**Task requirements**
Only the lines from the top of the data through the one with "- Implement Typeahead" are to be written out, each exactly as it stands.

Stored items:
[Start of section]
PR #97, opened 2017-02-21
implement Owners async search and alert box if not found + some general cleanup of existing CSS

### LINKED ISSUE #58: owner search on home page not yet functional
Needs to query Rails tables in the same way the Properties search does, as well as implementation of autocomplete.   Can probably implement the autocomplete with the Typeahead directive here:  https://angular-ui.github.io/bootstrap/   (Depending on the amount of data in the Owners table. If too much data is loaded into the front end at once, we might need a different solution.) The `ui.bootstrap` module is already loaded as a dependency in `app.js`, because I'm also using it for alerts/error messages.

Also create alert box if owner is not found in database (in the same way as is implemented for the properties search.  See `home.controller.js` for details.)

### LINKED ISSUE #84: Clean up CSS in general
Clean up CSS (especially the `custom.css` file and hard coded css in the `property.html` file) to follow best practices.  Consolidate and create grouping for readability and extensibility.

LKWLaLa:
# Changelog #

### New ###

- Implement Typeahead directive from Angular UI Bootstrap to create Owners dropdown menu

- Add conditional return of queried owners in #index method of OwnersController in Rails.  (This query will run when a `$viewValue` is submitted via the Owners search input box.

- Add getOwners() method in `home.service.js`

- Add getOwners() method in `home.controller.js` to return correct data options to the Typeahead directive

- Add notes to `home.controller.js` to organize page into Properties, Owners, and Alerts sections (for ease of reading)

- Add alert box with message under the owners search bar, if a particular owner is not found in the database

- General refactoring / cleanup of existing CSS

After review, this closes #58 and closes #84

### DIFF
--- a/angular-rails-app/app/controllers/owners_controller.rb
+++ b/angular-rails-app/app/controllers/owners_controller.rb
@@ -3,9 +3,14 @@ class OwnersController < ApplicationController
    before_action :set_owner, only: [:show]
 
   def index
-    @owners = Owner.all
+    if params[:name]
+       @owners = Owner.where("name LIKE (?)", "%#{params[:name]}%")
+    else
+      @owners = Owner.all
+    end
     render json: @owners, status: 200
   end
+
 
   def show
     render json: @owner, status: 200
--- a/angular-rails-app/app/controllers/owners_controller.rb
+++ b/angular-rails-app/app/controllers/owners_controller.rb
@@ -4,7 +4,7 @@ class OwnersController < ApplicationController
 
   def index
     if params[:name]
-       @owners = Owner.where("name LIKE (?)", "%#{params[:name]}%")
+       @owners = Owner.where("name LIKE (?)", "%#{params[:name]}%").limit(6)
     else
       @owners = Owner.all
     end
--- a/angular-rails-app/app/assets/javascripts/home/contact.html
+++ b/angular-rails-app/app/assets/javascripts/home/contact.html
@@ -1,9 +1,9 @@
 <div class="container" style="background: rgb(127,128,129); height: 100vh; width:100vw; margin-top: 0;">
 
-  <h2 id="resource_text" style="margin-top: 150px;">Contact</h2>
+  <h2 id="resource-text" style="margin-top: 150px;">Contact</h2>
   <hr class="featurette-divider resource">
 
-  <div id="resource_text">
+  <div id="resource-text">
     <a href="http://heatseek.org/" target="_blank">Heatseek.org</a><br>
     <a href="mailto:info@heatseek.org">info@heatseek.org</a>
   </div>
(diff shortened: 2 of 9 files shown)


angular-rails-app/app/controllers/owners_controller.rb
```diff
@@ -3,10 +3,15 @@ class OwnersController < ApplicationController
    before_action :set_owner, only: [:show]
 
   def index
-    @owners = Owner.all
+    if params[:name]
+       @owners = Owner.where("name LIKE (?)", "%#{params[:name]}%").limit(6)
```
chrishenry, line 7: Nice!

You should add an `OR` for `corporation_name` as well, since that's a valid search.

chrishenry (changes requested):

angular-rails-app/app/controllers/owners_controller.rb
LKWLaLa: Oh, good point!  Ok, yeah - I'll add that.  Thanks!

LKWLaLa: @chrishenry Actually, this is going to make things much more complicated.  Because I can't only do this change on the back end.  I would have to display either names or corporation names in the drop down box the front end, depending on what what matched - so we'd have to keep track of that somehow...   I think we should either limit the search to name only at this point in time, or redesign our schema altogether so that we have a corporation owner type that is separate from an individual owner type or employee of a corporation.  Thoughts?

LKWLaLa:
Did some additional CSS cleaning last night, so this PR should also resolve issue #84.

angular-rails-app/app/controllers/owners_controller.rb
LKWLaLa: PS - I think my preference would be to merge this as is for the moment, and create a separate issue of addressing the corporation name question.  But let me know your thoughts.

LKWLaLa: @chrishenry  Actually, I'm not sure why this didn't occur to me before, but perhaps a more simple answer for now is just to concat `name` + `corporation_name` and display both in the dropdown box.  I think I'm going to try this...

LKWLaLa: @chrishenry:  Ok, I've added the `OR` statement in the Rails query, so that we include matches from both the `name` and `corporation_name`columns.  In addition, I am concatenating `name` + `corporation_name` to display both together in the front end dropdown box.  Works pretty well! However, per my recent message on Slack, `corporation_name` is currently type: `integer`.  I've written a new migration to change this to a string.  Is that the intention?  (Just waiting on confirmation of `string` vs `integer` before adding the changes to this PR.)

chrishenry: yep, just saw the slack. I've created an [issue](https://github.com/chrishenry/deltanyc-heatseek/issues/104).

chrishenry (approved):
[End of section]
**Solved problem**
PR #97, opened 2017-02-21
implement Owners async search and alert box if not found + some general cleanup of existing CSS

### LINKED ISSUE #58: owner search on home page not yet functional
Needs to query Rails tables in the same way the Properties search does, as well as implementation of autocomplete.   Can probably implement the autocomplete with the Typeahead directive here:  https://angular-ui.github.io/bootstrap/   (Depending on the amount of data in the Owners table. If too much data is loaded into the front end at once, we might need a different solution.) The `ui.bootstrap` module is already loaded as a dependency in `app.js`, because I'm also using it for alerts/error messages.

Also create alert box if owner is not found in database (in the same way as is implemented for the properties search.  See `home.controller.js` for details.)

### LINKED ISSUE #84: Clean up CSS in general
Clean up CSS (especially the `custom.css` file and hard coded css in the `property.html` file) to follow best practices.  Consolidate and create grouping for readability and extensibility.

LKWLaLa:
# Changelog #

### New ###

- Implement Typeahead directive from Angular UI Bootstrap to create Owners dropdown menu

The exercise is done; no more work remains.